EXERCISE BRIEF = All of the records are to be copied out exactly, with nothing left out.

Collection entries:
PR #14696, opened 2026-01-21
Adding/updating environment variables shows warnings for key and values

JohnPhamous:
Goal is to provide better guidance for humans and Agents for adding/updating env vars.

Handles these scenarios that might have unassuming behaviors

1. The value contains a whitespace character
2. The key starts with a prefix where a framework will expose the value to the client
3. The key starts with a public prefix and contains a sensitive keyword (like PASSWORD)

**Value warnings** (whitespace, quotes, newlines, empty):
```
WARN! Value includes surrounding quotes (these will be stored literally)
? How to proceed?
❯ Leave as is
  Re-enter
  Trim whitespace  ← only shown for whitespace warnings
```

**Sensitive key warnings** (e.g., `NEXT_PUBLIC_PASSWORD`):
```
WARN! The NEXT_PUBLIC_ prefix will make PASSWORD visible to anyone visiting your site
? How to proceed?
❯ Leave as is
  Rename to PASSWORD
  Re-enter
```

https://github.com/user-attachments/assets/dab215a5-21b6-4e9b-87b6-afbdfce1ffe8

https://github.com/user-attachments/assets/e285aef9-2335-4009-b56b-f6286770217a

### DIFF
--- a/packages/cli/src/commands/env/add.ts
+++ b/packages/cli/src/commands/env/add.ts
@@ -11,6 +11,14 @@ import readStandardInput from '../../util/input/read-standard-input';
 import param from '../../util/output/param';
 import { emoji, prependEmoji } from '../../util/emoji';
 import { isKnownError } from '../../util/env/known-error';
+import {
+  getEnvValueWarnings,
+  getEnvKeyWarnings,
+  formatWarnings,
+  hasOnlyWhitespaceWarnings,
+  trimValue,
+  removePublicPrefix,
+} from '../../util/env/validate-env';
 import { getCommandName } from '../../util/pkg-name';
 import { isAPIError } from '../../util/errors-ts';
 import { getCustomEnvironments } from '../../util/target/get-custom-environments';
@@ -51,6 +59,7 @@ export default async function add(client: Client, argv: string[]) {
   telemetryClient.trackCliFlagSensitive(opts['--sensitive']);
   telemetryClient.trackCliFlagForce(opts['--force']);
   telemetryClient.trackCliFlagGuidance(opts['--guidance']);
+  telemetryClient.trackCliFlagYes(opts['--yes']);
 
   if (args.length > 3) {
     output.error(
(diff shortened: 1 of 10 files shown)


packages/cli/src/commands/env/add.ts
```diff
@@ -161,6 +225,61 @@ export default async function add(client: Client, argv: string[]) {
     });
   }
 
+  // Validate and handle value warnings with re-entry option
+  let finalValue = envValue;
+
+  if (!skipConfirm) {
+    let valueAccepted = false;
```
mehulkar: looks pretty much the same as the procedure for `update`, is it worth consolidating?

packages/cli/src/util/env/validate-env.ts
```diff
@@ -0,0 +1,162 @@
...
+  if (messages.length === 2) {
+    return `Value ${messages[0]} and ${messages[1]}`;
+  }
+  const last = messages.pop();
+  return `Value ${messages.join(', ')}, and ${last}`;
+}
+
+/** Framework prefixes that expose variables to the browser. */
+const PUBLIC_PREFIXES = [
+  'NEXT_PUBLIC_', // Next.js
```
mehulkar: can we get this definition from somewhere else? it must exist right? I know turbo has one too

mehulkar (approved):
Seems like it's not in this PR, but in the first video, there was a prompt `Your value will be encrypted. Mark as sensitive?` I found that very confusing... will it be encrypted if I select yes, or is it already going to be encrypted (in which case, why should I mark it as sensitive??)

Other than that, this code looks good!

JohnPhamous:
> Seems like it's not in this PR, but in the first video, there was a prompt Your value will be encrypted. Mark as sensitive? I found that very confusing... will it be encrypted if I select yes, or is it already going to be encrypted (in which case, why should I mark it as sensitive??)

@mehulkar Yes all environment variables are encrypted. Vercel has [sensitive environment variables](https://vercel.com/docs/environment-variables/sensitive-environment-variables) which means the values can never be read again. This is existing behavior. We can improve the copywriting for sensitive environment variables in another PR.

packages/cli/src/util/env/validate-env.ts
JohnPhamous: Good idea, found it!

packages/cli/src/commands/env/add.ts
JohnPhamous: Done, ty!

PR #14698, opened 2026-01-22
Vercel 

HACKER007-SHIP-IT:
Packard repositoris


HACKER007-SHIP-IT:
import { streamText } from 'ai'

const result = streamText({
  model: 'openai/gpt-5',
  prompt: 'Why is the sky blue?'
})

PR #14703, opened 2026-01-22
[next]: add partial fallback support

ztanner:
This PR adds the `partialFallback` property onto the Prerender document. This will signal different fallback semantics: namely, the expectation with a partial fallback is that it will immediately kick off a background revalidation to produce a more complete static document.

ANSWER TO THIS TASK =
PR #14696, opened 2026-01-21
Adding/updating environment variables shows warnings for key and values

JohnPhamous:
Goal is to provide better guidance for humans and Agents for adding/updating env vars.

Handles these scenarios that might have unassuming behaviors

1. The value contains a whitespace character
2. The key starts with a prefix where a framework will expose the value to the client
3. The key starts with a public prefix and contains a sensitive keyword (like PASSWORD)

**Value warnings** (whitespace, quotes, newlines, empty):
```
WARN! Value includes surrounding quotes (these will be stored literally)
? How to proceed?
❯ Leave as is
  Re-enter
  Trim whitespace  ← only shown for whitespace warnings
```

**Sensitive key warnings** (e.g., `NEXT_PUBLIC_PASSWORD`):
```
WARN! The NEXT_PUBLIC_ prefix will make PASSWORD visible to anyone visiting your site
? How to proceed?
❯ Leave as is
  Rename to PASSWORD
  Re-enter
```

https://github.com/user-attachments/assets/dab215a5-21b6-4e9b-87b6-afbdfce1ffe8

https://github.com/user-attachments/assets/e285aef9-2335-4009-b56b-f6286770217a

### DIFF
--- a/packages/cli/src/commands/env/add.ts
+++ b/packages/cli/src/commands/env/add.ts
@@ -11,6 +11,14 @@ import readStandardInput from '../../util/input/read-standard-input';
 import param from '../../util/output/param';
 import { emoji, prependEmoji } from '../../util/emoji';
 import { isKnownError } from '../../util/env/known-error';
+import {
+  getEnvValueWarnings,
+  getEnvKeyWarnings,
+  formatWarnings,
+  hasOnlyWhitespaceWarnings,
+  trimValue,
+  removePublicPrefix,
+} from '../../util/env/validate-env';
 import { getCommandName } from '../../util/pkg-name';
 import { isAPIError } from '../../util/errors-ts';
 import { getCustomEnvironments } from '../../util/target/get-custom-environments';
@@ -51,6 +59,7 @@ export default async function add(client: Client, argv: string[]) {
   telemetryClient.trackCliFlagSensitive(opts['--sensitive']);
   telemetryClient.trackCliFlagForce(opts['--force']);
   telemetryClient.trackCliFlagGuidance(opts['--guidance']);
+  telemetryClient.trackCliFlagYes(opts['--yes']);
 
   if (args.length > 3) {
     output.error(
(diff shortened: 1 of 10 files shown)


packages/cli/src/commands/env/add.ts
```diff
@@ -161,6 +225,61 @@ export default async function add(client: Client, argv: string[]) {
     });
   }
 
+  // Validate and handle value warnings with re-entry option
+  let finalValue = envValue;
+
+  if (!skipConfirm) {
+    let valueAccepted = false;
```
mehulkar: looks pretty much the same as the procedure for `update`, is it worth consolidating?

packages/cli/src/util/env/validate-env.ts
```diff
@@ -0,0 +1,162 @@
...
+  if (messages.length === 2) {
+    return `Value ${messages[0]} and ${messages[1]}`;
+  }
+  const last = messages.pop();
+  return `Value ${messages.join(', ')}, and ${last}`;
+}
+
+/** Framework prefixes that expose variables to the browser. */
+const PUBLIC_PREFIXES = [
+  'NEXT_PUBLIC_', // Next.js
```
mehulkar: can we get this definition from somewhere else? it must exist right? I know turbo has one too

mehulkar (approved):
Seems like it's not in this PR, but in the first video, there was a prompt `Your value will be encrypted. Mark as sensitive?` I found that very confusing... will it be encrypted if I select yes, or is it already going to be encrypted (in which case, why should I mark it as sensitive??)

Other than that, this code looks good!

JohnPhamous:
> Seems like it's not in this PR, but in the first video, there was a prompt Your value will be encrypted. Mark as sensitive? I found that very confusing... will it be encrypted if I select yes, or is it already going to be encrypted (in which case, why should I mark it as sensitive??)

@mehulkar Yes all environment variables are encrypted. Vercel has [sensitive environment variables](https://vercel.com/docs/environment-variables/sensitive-environment-variables) which means the values can never be read again. This is existing behavior. We can improve the copywriting for sensitive environment variables in another PR.

packages/cli/src/util/env/validate-env.ts
JohnPhamous: Good idea, found it!

packages/cli/src/commands/env/add.ts
JohnPhamous: Done, ty!

PR #14698, opened 2026-01-22
Vercel 

HACKER007-SHIP-IT:
Packard repositoris


HACKER007-SHIP-IT:
import { streamText } from 'ai'

const result = streamText({
  model: 'openai/gpt-5',
  prompt: 'Why is the sky blue?'
})

PR #14703, opened 2026-01-22
[next]: add partial fallback support

ztanner:
This PR adds the `partialFallback` property onto the Prerender document. This will signal different fallback semantics: namely, the expectation with a partial fallback is that it will immediately kick off a background revalidation to produce a more complete static document.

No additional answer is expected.